Originally posted by GPSnoopy:
The remapping of the indices is for reorganizing the vertex arrays (and not the indices themselves). The goal is to improve the memory accesses by improving the cache coherency (but do not mistake this for the post-T&L cache, which is something completely different).
For example, a vertex array that is accessed sequentially is faster than one that is indexed randomly.
1, 2, 3, 2, 3, 4, 3, 4, 5, etc. will be faster than 1, 456456, 2547, 84125, etc.
i definately would never have guessed that. it seems odd to me that the hardware would be organized that way. can you or anyone make an architecture argument for this?
The triangle stripifier with the red lettered logo is Stripe, not Tri Stripper.
hmmm, maybe i overlooked yours then. i promise to give it a look as soon as i pass this post on. i think i looked at two, one ‘atc’ or something, and probably stripe.
The main advantage that NvTriStrip has is that it outputs better results, but the difference compared to Tri Stripper is minimal. Although I had people telling me Tri Stripper was giving better results for them, but I could not benchmark this myself.
i’m actually working on an interesting project right now that might make for a good benchmark. i’m stripping about 200,000 small very similar meshes. you can find a recent visual at:
http://arcadia.angeltowns.com//share//genesis-mosaics-lores.jpg
assuming that url is correct. to me, the resulting strips don’t look to be terribly cache friendly, especially given the simplicity of the meshes. looks like there is a lot of room for improvement to be had. those strips were done with nvidia’s utility library btw.
NvTriStrip is not slow cause of the lack of connectivity information (Tri Stripper also has to compute it), but IIRC it has some algorithms that have a complexity of O(n^2).
yeah, i imagined so much… just wishful thinking on my part that connectivity might be an issue. just out of curiosity, what percentage is connectivity versus cache constraints/strip fitting?
i regularly strip fairly large meshes for general projects, but this project in the screen above is basicly composed of a whole lot of relatively small meshes… so in that case the exponential performance is not a major concern. i have had to walk away from my machine in the past for about 10minutes while nvidia’s stripper spits out a fair sized mesh… but stripping these 200k little meshes generally runs about a day. and i suspect in the future the size of the meshes will probably go up significantly for different optional resolution databases. i’m a little bit frightened about how that might scale… 2 or 3 days, maybe more… so basicly i am looking for faster alternatives.

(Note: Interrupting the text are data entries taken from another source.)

PR #1708, opened 2026-08-28
feat(cli): auto-steer ping_peer messages into an active turn

KevinFun:
## Summary

`ping_peer` messages to a peer that is mid-turn were stored and forwarded immediately, but the peer CLI silently held them until the current turn ended — the nudge looked "sent" yet was ignored by the working agent. This PR delivers peer messages into a running turn automatically (no manual Steer click), while keeping the ordinary queue as the fallback everywhere else.

## Changes

- **`ping_peer` (MCP tool + `hapi ping-peer`)**: sends a generated `localId` (row becomes queue-shaped: visible in the peer's waiting bar, steerable, cancellable) and `deliveryMode: 'steer'` — both are existing protocol fields of `SendMessageRequestSchema`. Tool description documents the steer semantics.
- **Hub** (`messageService.getNormalizedDeliveryMode`): persists steer provenance for every steering-capable flavor via the shared `isSteeringSupportedForSession` predicate (previously pi-only). Claude and unknown flavors still downgrade to an ordinary queue row.
- **Codex CLI** (`codexRemoteLauncher`): the `SteerQueuedMessage` RPC handler is extracted verbatim into `steerQueuedByLocalId` (the web Steer button now delegates to it), and a queue-arrival hook injects a steer-tagged arrival into the active turn via app-server `turn/steer`. Every refusal path restores the queued row, so a refused auto-steer simply delivers at the next turn boundary.
- **Queue** (`MessageQueue2`): `push()` accepts an optional `steerHint` and the `onMessage` handler now receives the queued item.

## Behavior

- Peer idle → unchanged (message is consumed immediately as the next turn).
- Peer mid-turn on codex / pi → message is injected into the running turn; the chat shows the existing "steered" badge (`messages-consumed { steered: true }`). Pi gets this for free: its CLI already honors `meta.deliveryMode === 'steer'`.
- Peer mid-turn on claude / other flavors → unchanged queue-until-turn-end (hub downgrades, CLI unchanged).
- Web composer, Telegram, slash/control commands → unaffected: they never request steer, and the steer routine additionally refuses control commands and mode-mismatched rows.
- Wire protocol unchanged; no fixture-affecting web pipeline changes.

## Testing

- [x] `bun typecheck` (cli / hub / web / relay)
- [x] Full `bun run test` (cli + hub + web + shared + relay)
- New/updated tests:
  - hub: steer provenance stored for codex, downgraded for claude (and flavor-less sessions)
  - cli: `ping_peer` request body carries `localId` (`ping-peer-<uuid>`) + `deliveryMode: 'steer'`
  - cli: `MessageQueue2` passes `steerHint` through to the arrival handler; isolated/clear pushes stay unhinted

### DIFF
--- a/cli/src/codex/codexRemoteLauncher.ts
+++ b/cli/src/codex/codexRemoteLauncher.ts
@@ -2095,147 +2095,165 @@ class CodexRemoteLauncher extends RemoteLauncherBase {
             }
         };
 
-        // Per-message steer from the waiting queue (web "Steer" button).
+        // Per-message steer from the waiting queue (web "Steer" button). Also
+        // driven by the arrival hook below for steer-tagged peer messages.
+        const steerQueuedByLocalId = async (localId: string): Promise<{ steered: boolean; error?: string }> => {
+            if (!localId) {
+                return { steered: false, error: 'Missing localId' };
+            }
+            if (this.abortInProgress || !turnInFlight || !this.currentThreadId || !this.currentTurnId) {
+                return { steered: false, error: 'No active steerable turn' };
+            }
+            // Reserve before awaiting turn/steer so the main loop cannot
+            // collect the same row for turn/start while steer is in flight.
+            const taken = session.queue.takeByLocalId(localId);
+            if (!taken) {
+                return { steered: false, error: 'Message not in queue' };
+            }
+            // An explicit retry supersedes any old reconciliation poll for
+            // the same held row.
+            pendingSteerReconciliations.delete(localId);
+            const isControlCommand = Boolean(taken.item.isolate)
+                || Boolean(parseCodexSpecialCommand(taken.item.message).type);
+            if (isControlCommand) {
+                session.queue.restoreReservation(taken);
+                return { steered: false, error: 'Control commands cannot be steered' };
+            }
+            if (activeMessage?.hash !== taken.item.modeHash) {
+                session.queue.restoreReservation(taken);
+                return { steered: false, error: 'Queued message mode differs from the active turn' };
+            }
+            const batch: QueuedMessage = {
+                message: taken.item.message,
+                mode: taken.item.mode,
+                isolate: Boolean(taken.item.isolate),
+                hash: taken.item.modeHash
+            };
+            const steerEpoch = this.steerEpoch;
+            // Pin the thread this steer targets: reconciliation must look at
+            // the steer's thread, not whichever turn is current later.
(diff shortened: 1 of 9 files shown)


KevinFun:
Thanks for the review. Addressed the Major finding in 73630bbd:

- **Hub gate**: steer provenance is now persisted only for flavors whose CLI consumes the hint on arrival (`pi`, `codex`). Cursor ACP is downgraded to an ordinary queue row until its receive path is wired to the arrival hook — happy to land that wiring as a follow-up if maintainers want Cursor auto-steer.
- **Tool description**: dropped Cursor from the mid-turn injection claim (`codex and pi` only).
- **Regression test**: the hub test now asserts `cursor` + `deliveryMode: 'steer'` is stored as `queue`, alongside codex (steer) and claude (queue).

On the launcher-level test suggestion: `codexRemoteLauncher` has no test harness today (the class boots the app-server client, display, and process spawn), so that is a larger lift than this PR — noted as possible follow-up. The arrival hook is a thin guard (`steerHint` + `turnInFlight`) over the same `steerQueuedByLocalId` routine the existing RPC path uses, and the hint plumbing itself is unit-tested in `MessageQueue2`.

Re: the failing `integration` check — I ran the full runner integration suite locally on this exact branch: **13 passed | 1 skipped**, including the four failing cases (`should spawn & stop a session via HTTP`, `should track both runner-spawned and terminal sessions`, `should update session metadata when webhook is called`, `should handle concurrent session operations`). The diff touches no runner-spawn paths, so this looks like a CI-environment flake rather than a regression — happy to help dig if it reproduces on other PRs.

KevinFun:
Additional data point on the `integration` failure: it predates this PR and affects every recent one. The `test` workflow's last 10 runs (across #1706, #1707, #1695, and this PR) are all `failure`, and the root cause looks like #1696 — the CI runner has no local Claude install, so the runner integration suite cannot spawn real sessions. The same suite passes locally on this branch (13 passed | 1 skipped). Once #1696 or equivalent lands, this check should go green here without any change on my side.

heavygee:
Takeover continuation: https://github.com/tiann/hapi/pull/1825 (branch `heavygee:fix/1708-ping-peer-auto-steer`, rebased on current main).

Addresses the remaining Majors from this PR:
- Cursor ACP inbound auto-steer wiring
- Codex inherited-model first-turn mode-hash mismatch

Credit for the original design remains with @KevinFun — please treat #1825 as the active review surface.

especially if and when i provide a conversion tool for end users to use on their own machine. for the users, there option would be either to download the database for their hardware and needs, or generate it locally. the download for a database that takes about a day to generate is around 20MB. but downloading also adds traffic to the download server. and for larger databases and users with lower end modems, it might be in thse users interest to generate the data locally. so ideally, to reach a happy medium, i would just like to be able to get the database generation tool as streamlined as possible, and just host common, smaller databases… because the range of options could be too high to satisfy everyone’s hardware and application needs.
I suggest you look at Tri Stripper webpage for more info on the algorithms that are used; again it’s a bit outdated and my English is not so bright but it’ll give you a good overview.
i will give it a look. just out of curiosity… are you fully comfortable with the nvidia algorithm? or are the poorer quality strips just a natural result of the obvious performance boost? in the end i could just compile yours and nvidias code (and maybe others) into the utility, and it would just be up to the user to choose between time and performance when choosing options for compiling their database.
if you are interested in what i’m doing with all of this stripping… there is another very imformative thread in this forum (advanced) titled something like, “unique ROAM VBO issues and a clincher”, if my memory serves me.
sincerely,
michael
PS: in defense of nvidia’s stripper. my meshes are really not very strip friendly on the face… much more fan like in organization. so that could explain to a fair degree why the strips might not look too cache friendly. what would really be nice i figure would be a stripper that can make the decision, against some user defined visual bias, to flip the inside edges of quads here and there to promote a better stripping. how much trouble do you think it would be to integrate that kind of feature into your system?
PPS: counter to nvidia’s defense, they could’ve stuck a degenerate triangle here and there to get a much better cache layout it seems. there appears to be some degenerates in the highlighted mesh in the screen referenced above, even with primitive_restrat enabled… meaning nvidia’s stripper does at least have some capacity to negotiate between the appropriateness of a degenerate versus a restart.